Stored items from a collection
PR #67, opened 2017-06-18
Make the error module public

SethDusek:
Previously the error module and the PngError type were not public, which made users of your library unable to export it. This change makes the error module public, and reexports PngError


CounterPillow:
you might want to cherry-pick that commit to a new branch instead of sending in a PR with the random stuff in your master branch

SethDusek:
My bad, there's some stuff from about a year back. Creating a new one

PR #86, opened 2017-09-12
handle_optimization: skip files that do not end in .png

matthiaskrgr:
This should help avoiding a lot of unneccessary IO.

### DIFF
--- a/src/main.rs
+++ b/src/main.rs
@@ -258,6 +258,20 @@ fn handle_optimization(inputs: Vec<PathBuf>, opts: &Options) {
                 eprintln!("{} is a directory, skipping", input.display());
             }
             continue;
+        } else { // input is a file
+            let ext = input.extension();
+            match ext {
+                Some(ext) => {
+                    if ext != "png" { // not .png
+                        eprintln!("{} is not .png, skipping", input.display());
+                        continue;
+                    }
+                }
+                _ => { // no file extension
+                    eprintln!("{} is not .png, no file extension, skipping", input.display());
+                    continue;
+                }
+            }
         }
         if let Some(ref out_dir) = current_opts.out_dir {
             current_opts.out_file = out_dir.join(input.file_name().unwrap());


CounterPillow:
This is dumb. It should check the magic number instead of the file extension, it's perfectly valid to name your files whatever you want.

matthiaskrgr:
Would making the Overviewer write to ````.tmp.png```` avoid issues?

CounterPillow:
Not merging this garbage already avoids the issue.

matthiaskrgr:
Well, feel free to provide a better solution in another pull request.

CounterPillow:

==

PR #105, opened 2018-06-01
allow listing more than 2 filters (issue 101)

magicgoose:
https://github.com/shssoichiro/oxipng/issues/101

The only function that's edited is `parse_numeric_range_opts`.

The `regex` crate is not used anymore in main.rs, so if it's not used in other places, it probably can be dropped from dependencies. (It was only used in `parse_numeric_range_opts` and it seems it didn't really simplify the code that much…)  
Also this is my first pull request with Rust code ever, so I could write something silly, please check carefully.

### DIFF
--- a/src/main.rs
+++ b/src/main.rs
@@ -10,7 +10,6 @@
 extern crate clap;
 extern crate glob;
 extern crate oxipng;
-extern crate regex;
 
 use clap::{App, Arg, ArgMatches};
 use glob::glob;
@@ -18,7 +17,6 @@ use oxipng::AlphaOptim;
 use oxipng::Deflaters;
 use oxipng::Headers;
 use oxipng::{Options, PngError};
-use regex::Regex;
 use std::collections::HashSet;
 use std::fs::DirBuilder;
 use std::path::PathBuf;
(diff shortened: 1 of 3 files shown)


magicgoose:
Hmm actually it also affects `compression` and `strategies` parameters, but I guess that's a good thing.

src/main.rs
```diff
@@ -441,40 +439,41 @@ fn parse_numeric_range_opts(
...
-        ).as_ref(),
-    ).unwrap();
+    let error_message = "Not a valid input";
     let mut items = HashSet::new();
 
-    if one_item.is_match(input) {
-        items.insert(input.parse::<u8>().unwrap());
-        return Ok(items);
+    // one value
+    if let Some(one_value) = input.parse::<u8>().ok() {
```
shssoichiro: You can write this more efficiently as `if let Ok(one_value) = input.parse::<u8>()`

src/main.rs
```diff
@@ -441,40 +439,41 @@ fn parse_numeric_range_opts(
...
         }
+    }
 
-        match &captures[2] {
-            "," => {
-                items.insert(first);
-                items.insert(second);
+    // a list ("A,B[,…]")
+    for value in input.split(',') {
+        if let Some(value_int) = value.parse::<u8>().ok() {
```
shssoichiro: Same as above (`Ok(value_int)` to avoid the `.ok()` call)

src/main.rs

→ EXERCISE DETAILS:
If a line in the data above holds the string "only", report that line.

→ YOUR SOLUTION:
The only function that's edited is `parse_numeric_range_opts`.
The `regex` crate is not used anymore in main.rs, so if it's not used in other places, it probably can be dropped from dependencies. (It was only used in `parse_numeric_range_opts` and it seems it didn't really simplify the code that much…)  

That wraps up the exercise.